[Data extracted from a collection]
::::::::::

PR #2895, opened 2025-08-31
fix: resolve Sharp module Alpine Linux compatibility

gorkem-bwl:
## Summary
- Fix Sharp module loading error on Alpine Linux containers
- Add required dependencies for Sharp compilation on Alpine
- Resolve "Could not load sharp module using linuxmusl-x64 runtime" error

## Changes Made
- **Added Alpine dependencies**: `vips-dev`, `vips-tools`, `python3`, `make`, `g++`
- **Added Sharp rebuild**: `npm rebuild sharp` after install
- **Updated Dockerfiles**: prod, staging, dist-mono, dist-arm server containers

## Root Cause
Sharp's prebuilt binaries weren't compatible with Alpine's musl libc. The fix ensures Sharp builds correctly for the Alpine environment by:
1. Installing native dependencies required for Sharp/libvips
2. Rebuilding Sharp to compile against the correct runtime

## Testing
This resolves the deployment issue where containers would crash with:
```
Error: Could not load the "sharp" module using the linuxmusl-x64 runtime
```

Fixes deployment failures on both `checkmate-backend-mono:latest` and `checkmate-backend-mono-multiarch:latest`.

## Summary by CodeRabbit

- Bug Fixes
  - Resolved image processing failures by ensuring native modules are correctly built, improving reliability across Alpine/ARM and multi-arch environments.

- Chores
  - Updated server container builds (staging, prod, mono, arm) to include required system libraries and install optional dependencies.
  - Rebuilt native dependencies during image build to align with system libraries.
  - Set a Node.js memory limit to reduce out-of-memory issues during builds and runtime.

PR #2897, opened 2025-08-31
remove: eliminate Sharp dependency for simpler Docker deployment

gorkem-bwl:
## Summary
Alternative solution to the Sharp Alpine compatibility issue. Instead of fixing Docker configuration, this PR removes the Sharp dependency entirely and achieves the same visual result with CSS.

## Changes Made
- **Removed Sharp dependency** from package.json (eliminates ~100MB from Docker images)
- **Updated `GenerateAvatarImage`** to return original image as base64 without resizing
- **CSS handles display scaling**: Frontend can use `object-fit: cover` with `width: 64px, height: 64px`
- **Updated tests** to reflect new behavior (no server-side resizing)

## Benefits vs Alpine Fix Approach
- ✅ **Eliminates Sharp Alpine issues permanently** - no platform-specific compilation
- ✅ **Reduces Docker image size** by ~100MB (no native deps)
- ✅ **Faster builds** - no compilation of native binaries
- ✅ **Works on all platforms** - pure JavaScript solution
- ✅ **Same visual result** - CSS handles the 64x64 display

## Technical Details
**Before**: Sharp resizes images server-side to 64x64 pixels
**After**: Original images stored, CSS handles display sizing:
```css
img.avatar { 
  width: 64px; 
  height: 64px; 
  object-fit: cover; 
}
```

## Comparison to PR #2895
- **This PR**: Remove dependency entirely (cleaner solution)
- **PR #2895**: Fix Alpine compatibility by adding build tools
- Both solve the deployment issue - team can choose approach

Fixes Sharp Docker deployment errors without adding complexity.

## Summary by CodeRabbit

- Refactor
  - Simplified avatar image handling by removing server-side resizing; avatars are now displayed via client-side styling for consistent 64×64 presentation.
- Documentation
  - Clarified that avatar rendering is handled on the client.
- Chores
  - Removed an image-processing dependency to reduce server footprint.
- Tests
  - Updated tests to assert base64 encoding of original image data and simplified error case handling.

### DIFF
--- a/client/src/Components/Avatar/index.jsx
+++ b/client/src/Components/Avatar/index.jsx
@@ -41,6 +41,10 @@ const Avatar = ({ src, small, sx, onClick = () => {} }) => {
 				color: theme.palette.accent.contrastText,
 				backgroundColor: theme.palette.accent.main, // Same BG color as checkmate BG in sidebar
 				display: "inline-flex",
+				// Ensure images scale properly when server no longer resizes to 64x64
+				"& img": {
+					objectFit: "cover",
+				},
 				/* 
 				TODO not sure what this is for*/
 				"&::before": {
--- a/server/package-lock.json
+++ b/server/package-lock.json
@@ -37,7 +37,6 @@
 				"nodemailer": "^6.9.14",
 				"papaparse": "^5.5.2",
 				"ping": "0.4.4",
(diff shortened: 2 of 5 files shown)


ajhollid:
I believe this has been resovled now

::::::::::

:: Task brief ::
Filter the entries and keep only the lines holding "Could".

:: Solution for this problem ::
- Resolve "Could not load sharp module using linuxmusl-x64 runtime" error
Error: Could not load the "sharp" module using the linuxmusl-x64 runtime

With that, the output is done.